PR #117, opened 2012-01-04
Auto Scaling

mightypenguin:
Config options aren't implemented and there are rough edges but auto scaling to max possible size should work for vnc.html and vnc_auto.html.

Tested on Chrome16/ Ipad2(IOS5) /Iphone3 (IOS4).

I figured you probably wouldn't want it just like this so it's more of a demo of what's possible.
Not tested with flash or other weirdness.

■ **Exercise directions**
Find the lines that mention "possible" in the entries and show them.

■ **Worked solution**
Config options aren't implemented and there are rough edges but auto scaling to max possible size should work for vnc.html and vnc_auto.html.
I figured you probably wouldn't want it just like this so it's more of a demo of what's possible.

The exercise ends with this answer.